È necessario che in un contesto sanitario, penso ad esempio a una Regione, si gestiscano le risorse a disposizione nel miglior modo possibile per i pazienti. Molto spesso questo si traduce nell’allungamento dei tempi di attesa perché, superato il numero massimo di determinati interventi, ad esempio l’installazione di protesi di vario genere, i pazienti entrano in una lista di attesa che potrebbe arrivare fino all’anno successivo oppure si dovrebbe spostare dal Servizio sanitario a quello assicurativo, ammesso che disponga di una seconda assicurazione. Il tema è che i costi della sanità aumentano in maniera esponenziale. Se penso alla medicina personalizzata, che si sta imponendo con successi più che notevoli, i costi sono altissimi non solo per il soggetto, che nella sua individualità mai riuscirebbe a permettersela, ma anche per la stessa Asl. Dobbiamo dunque trovare altri modi per sostenere la sanità per garantire a tutti le migliori cure e i migliori medici possibili.

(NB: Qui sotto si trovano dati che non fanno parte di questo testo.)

PR #948, opened 2026-05-31
Select all matching Browse photos

jss367:
Updates Browse so Cmd+A selects every photo matching the current workspace, folder, collection, and active filters instead of only thumbnails already loaded in the grid. Adds IDs-only endpoints for filtered photo queries and collections, then uses them from the Browse selection flow. Raises capture-time preview and job payload limits to support large selections like 6,000-photo timezone corrections. Validated with `pytest vireo/tests/test_capture_time_api.py vireo/tests/test_collections_api.py vireo/tests/test_photos_api.py`.

## Summary by CodeRabbit

* **New Features**
  * "Select All" now selects all matching photos across current browse filters and search results, not just visible ones.
  * Increased batch operation limits: capture-time correction workflows now support up to 50,000 photos per operation.
  * Enhanced filtering for collections and browse endpoints.

* **Tests**
  * Added test coverage for large-selection workflows and collection filtering.

### DIFF
--- a/vireo/app.py
+++ b/vireo/app.py
@@ -2626,6 +2626,34 @@ def create_app(db_path, thumb_cache_dir=None, api_token=None):
             }
         )
 
+    @app.route("/api/photos/ids")
+    def api_photo_ids():
+        """Return every photo ID matching the current Browse filters."""
+        db = _get_db()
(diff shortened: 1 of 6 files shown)


jss367:
@codex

Lei ha di recente chiesto notizia, attraverso un’interrogazione, dello stato dell’arte dell’aggiornamento del Piano nazionale malattie rare, ormai scaduto nel 2016, anche in vista della bozza già esistente. Crede che il ministero abbia un atteggiamento lassista in merito? E cosa si dovrebbe e potrebbe fare in tal senso?

Il Piano è scaduto nel 2016 e noi già ai tempi della Lorenzin insistevamo affinché venisse pubblicato il nuovo Piano nazionale delle malattie rare (tuttavia va dato atto alla Lorenzin di aver pubblicato il primissimo Piano nazionale delle malattie rare). Il dottor Urbani, che è il Direttore generale del ministero della Salute, qualche giorno fa ha riunito un tavolo di esperti per iniziare a lavorare e produrre il nuovo Piano nazionale. Certamente i ritmi di lavoro mi sembrano molto lenti, soprattutto se paragonati al livello di aspettative dei pazienti e delle loro famiglie. Mi auguro che, preso atto del ritardo enorme (perché i Piani nazionali si pubblicano ogni tre anni e qui l’ultimo che abbiamo è quello del 2013-2016), entro il 2019 si riesca a pubblicarlo, ma ne dubito. Nella storia di questi piani nazionali c’è una finestra di troppo che ha lasciato soli molti pazienti e le loro famiglie.